• **Input records**:
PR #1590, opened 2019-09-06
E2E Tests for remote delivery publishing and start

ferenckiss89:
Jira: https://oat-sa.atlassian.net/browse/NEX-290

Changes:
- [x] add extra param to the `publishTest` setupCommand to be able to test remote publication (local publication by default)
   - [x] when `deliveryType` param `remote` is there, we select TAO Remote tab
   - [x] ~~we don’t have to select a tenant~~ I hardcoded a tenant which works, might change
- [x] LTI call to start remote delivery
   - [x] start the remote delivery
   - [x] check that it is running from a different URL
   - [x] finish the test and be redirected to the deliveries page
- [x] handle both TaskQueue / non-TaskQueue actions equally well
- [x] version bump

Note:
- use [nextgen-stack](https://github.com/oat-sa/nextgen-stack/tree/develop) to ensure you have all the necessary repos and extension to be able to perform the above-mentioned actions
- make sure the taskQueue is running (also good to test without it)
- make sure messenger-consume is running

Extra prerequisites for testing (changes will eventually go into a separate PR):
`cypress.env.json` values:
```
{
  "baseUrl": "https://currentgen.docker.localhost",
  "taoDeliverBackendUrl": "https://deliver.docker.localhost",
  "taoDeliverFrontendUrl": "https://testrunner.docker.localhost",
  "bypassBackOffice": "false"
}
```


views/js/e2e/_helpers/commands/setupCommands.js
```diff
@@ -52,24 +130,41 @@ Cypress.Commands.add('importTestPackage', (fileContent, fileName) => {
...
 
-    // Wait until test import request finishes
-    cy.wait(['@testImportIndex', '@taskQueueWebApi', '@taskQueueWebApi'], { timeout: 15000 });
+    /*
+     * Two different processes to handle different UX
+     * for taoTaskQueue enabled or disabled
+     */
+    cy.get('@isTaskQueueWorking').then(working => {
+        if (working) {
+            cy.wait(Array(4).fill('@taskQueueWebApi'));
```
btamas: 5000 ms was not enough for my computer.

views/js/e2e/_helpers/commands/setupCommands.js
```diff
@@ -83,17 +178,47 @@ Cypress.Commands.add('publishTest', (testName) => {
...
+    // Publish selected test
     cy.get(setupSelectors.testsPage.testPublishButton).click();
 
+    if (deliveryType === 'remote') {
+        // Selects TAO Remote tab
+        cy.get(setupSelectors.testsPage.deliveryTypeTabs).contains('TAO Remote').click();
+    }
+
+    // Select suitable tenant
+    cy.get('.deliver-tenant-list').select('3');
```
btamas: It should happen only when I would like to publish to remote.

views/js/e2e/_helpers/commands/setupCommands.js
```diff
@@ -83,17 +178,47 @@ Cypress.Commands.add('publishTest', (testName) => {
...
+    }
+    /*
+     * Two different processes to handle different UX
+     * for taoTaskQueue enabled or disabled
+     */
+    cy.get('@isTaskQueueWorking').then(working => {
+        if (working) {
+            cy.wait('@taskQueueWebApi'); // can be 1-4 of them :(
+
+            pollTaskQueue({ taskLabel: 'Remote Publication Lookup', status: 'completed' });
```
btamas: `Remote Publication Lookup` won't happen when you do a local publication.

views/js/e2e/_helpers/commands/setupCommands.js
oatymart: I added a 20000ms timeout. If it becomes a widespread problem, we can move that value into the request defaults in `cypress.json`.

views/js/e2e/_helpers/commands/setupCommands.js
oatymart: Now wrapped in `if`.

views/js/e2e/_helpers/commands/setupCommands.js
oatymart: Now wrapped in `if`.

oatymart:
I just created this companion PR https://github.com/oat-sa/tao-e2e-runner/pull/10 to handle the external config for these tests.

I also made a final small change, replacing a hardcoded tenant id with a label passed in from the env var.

---

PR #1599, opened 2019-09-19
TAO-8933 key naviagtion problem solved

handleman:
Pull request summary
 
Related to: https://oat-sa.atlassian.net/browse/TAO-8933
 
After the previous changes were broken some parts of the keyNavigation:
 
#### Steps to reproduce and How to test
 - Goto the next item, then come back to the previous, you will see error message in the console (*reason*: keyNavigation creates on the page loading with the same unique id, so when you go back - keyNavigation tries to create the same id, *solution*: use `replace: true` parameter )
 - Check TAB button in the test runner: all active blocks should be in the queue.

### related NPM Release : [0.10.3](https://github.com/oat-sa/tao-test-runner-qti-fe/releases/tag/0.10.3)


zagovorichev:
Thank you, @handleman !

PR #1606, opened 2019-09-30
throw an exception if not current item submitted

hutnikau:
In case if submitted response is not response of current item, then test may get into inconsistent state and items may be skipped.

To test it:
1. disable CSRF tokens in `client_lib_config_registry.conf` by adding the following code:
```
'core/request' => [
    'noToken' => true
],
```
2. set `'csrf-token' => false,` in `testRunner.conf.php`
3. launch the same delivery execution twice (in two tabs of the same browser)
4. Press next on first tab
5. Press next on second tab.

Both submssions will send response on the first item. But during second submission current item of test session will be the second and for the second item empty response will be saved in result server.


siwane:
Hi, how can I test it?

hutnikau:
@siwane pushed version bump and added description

...

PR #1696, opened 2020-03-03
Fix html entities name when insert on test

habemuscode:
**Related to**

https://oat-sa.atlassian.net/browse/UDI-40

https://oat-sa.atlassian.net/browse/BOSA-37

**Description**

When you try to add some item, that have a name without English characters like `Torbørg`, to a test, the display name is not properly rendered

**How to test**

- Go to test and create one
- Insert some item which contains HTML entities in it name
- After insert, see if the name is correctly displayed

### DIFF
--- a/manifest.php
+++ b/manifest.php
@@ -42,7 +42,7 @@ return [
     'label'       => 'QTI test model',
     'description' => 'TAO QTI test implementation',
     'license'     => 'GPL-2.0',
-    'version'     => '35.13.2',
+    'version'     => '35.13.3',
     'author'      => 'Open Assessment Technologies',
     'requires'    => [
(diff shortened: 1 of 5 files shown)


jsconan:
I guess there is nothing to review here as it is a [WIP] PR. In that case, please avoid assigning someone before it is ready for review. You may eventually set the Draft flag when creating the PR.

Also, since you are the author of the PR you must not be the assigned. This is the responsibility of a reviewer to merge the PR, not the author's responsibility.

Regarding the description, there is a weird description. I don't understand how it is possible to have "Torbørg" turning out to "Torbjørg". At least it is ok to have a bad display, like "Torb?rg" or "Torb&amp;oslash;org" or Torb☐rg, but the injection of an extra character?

• **Task statement**:
Within the material above, copy exactly the lines from the line that holds "3. launch the" up to and including the line that holds "and added description".

• **Result below**:
3. launch the same delivery execution twice (in two tabs of the same browser)
4. Press next on first tab
5. Press next on second tab.

Both submssions will send response on the first item. But during second submission current item of test session will be the second and for the second item empty response will be saved in result server.


siwane:
Hi, how can I test it?

hutnikau:
@siwane pushed version bump and added description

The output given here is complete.